Jo Revill and Yvonne Roberts 

Alzheimer sufferers win £60m drug fight

· Family protests force policy U-turn· Acute dementia patients left out
  
  


Hundreds of thousands of Britons who suffer from Alzheimer's disease are to be given a massive boost tomorrow when government experts finally conclude that the benefits of at least three breakthrough drug treatments outweigh the financial costs.

Following an outpouring of protest from thousands of families whose relatives have been helped by the drugs, the National Institute for Health and Clinical Excellence (Nice) will reverse its earlier plan to ban the treatments which cost the NHS £60m a year. Instead, it will conclude that Aricept and other similar drugs should be given to patients in the early stages of the disease, when they have mild or moderate dementia.

However, sources have told The Observer that Nice, which monitors health costs, will say there is not enough firm evidence to justify giving the drugs to patients who have severe dementia. This decision is likely to provoke controversy because psychiatrists believe that the newest drug, Ebixa, also alleviates the agitation and aggression suffered by people in the later stages of Alzheimer's.
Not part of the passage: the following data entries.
Issue #811, opened 2014-09-12
TF display !pos.isNaN() && "Invalid vector supplied as parameter" assert


skohlbr:
Starting recently, we get the following segfault every few seconds with our Atlas setup:

<pre>
rviz: /build/buildd/ogre-1.7.4/OgreMain/src/OgreNode.cpp:413: virtual void Ogre::Node::setPosition(const Ogre::Vector3&): Assertion `!pos.isNaN() && "Invalid vector supplied as parameter"' failed.
</pre>

This error happens only if "world" is set as a fixed frame. If set it to a frame belonging to the robot, things work fine. This suggests that something about the transform between world and rest of the robot leads to the crash. Essentially there are two issues here:
- rviz should not segfault as soon as some kind of invalid tf data is received and spit out a cryptic assert that gives the user no indication of what went wrong. Instead it should notify the user with a warning, but possibly keep on running.
- There might or might not be a bug that leads rviz to crash even if it received "good" tf data (as detailed below I fail to see what is "bad" about our tf data so far).

A bag file that reproduces this crash easily is available for download here: https://drive.google.com/folderview?id=0B1hU91jkd7VwQ2ZQdXgzY2V6dFE&usp=sharing
Just playing back the bagfile (without --clock) and having rviz running with fixed frame "world" and a tf display active will crash rviz 1.5 seconds into the bagfile. We changed rviz sources to not assert but spit out an error to console, ignore the transforms and proceed. Apart from the error occuring every few seconds, things appear to run fine. We also use the transform between world and robot for various other parts in our system, and none of those crash. All of this leads me to believe that the observed behavior could be an issue with rviz (or how it uses tf).

A complete backtrace of rviz installed from .debs (Hydro/Precise/AMD64) of the resulting crash is this:

<pre>
rviz: /build/buildd/ogre-1.7.4/OgreMain/src/OgreNode.cpp:413: virtual void Ogre::Node::setPosition(const Ogre::Vector3&): Assertion `!pos.isNaN() && "Invalid vector supplied as parameter"' failed.

Program received signal SIGABRT, Aborted.
0x00007ffff645c4f5 in raise () from /lib/x86_64-linux-gnu/libc.so.6
(gdb) bt
#0  0x00007ffff645c4f5 in raise () from /lib/x86_64-linux-gnu/libc.so.6
#1  0x00007ffff645fc5b in abort () from /lib/x86_64-linux-gnu/libc.so.6
[...]

PR #860, opened 2015-03-09
[WIP] Display Type Vector3Stamped

goretkin:
I am writing this on top of Groovy, but aside from the changes in https://github.com/ros-visualization/rviz/commit/c7b8d44c511d4171b0ae13a6edbc7cc8d8a0c9bf, it should apply to more recent releases.

This is essentially a duplicate of the Wrench code. If I had to visualize a Twist, it would be exactly the Wrench code. Is there a way to avoid this duplication?

Visualizing Wrenches worked fine for me, but for visualizing Vector3, for one iteration `scale_` was NaN, which triggers an Ogre assertion error. I don't know why this happens and why it's different behavior from the Wrench code, but for now I check for NaN.

### DIFF
--- a/plugin_description.xml
+++ b/plugin_description.xml
@@ -150,6 +150,12 @@
     </description>
   </class>
 
+  <class name="rviz/Vector3Stamped" type="rviz::Vector3StampedDisplay" base_class_type="rviz::Display">
+    <description>
+      Displays from geometry_msgs/Vector3Stamped message
+    </description>
+  </class>
+
   <class name="rviz/PublishPoint" type="rviz::PointTool" base_class_type="rviz::Tool">
     <description>
       Allows you to click on a point and publish it as a PointStamped message.
--- a/src/rviz/default_plugin/CMakeLists.txt
+++ b/src/rviz/default_plugin/CMakeLists.txt
@@ -33,6 +33,7 @@ qt4_wrap_cpp(MOC_FILES
   tools/initial_pose_tool.h
   tools/interaction_tool.h
   tools/point_tool.h
+  vector3_display.h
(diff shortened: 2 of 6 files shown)


goretkin:
I wonder if this is related: https://github.com/ros-visualization/rviz/issues/811

wjwwood:
Thanks for the contribution, but as I said in the other issue, I won't be releasing new versions of Groovy. I'd be happy to consider taking this on the `indigo-devel` branch though. Unfortunately I don't have time to do it myself in the near term. I'll keep it on the list though.

goretkin:
I'll make a new pull request against indigo once I install it somewhere so that I can make sure it runs. Thanks!

DaikiMaekawa:
Hey @goretkin, @wjwwood 

I'd like to display geometry_msgs/Vector3 on RViz.
Did you already create and merge new pull request for indigo? If so, how do I have to do?
Actually, I couldn't find your vector3 codes yet.

Thanks for your reply.

goretkin:
Hi @DaikiMaekawa sorry, I never took the time to get ROS indigo running.

There are 4 commits in this PR. I don't know what the merge commits are, they might have been a mistake. However, if you apply the two top commits, you should get the Vector3 code working. You'll need this commit: https://github.com/goretkin/rviz/commit/509503d4753851e181081a9256d7ef947d8fd77d and its parent.

If you can confirm that it's working on Indigo, it would be great if you could make a PR to Indigo!

The question still remains on how to do this without duplication. There should probably be some base code to visualize vectorial quantities, with properties such as scale and color. Then Wrench, Twist, and Vector3 would all rely on that.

Alzheimer's disease affects around 400,000 people in the UK, and is a progressive and incurable condition which is usually first seen with the loss of memory, followed by confusion and disorientation. As the population ages, the number of cases is due to rise steeply - already one in five people over the age of 80 suffers from the condition.

The long-awaited announcement marks a landmark decision for the NHS, ending one of the most difficult consultations ever undertaken over a particular set of drugs.

The appraisal system set up by Nice, a body of experts charged with looking at the cost and clinical effectiveness of new treatments, has highlighted the difficulty of assessing new drugs which are not curative and which do not work for everyone. Aricept can delay the onset of Alzheimer's symptoms such as memory loss and personality changes by around one year for between a half and two-thirds of patients, enabling them to stay at home for longer rather than having to go into nursing homes.

Tomorrow's announcement by Andrew Dillon, the head of Nice, will stress that the drugs are important, but must only be given once patients have been seen by a specialist and received a proper diagnosis. He will argue that more evidence needs to be gathered before they can justify the prescribing of Ebixa to those in the later stages of the disease.

There will also be a further three-month 'review' period during which all the interested parties, including families and drugs companies, can make their views known, although it will be stressed that it is highly unlikely that this decision will be overturned.

Professor Cornelius Katona, an Alzheimer's expert and Dean of the Kent Institute of Medicine and Health Sciences, said that although the decision to give the drugs to those with mild to moderate dementia would be welcomed, he would be worried if people with severe dementia were excluded.

'I know from seeing patients that the drugs may help alleviate the agitation and the aggression, and that can have a huge impact on their carers. Nice may say that there is insufficient hard evidence to show that it has a beneficial effect on such patients, and it can be quite difficult to assess, but there is really no other treatment for these symptoms, given that, quite rightly, we can no longer prescribe anti-psychotic drugs because of their side-effects.'

Last March, carers and doctors were stunned to learn that Nice had suggested in draft proposals that four drugs were not cost-effective, because they did not work for all sufferers.

Three of the drugs, rivastigmine (brand name Exelon), donepezil (Aricept) and galantamine (Reminyl), cost around £2.50 per day per patient, resulting in an NHS bill of £60m a year. They belong to a class known as cholinesterase inhibitors, and were approved for use on the NHS in 2001.

They are currently prescribed to some 54,000 patients, but that is only a small proportion of the number who should be on the drugs. The fourth drug is Ebixa, also known as memantine, which costs £69 a month. This is the first in a new class of drugs called NMDA receptor antagonists which appear to have a protective effect on the brain, slowing down progress at the later stages of the disease.

The latest evidence suggests that 20 per cent of Alzheimer's patients do very well on the drugs, and up to 68 per cent derive some benefit. Campaigners say that to withhold the only treatment available to sufferers is immoral.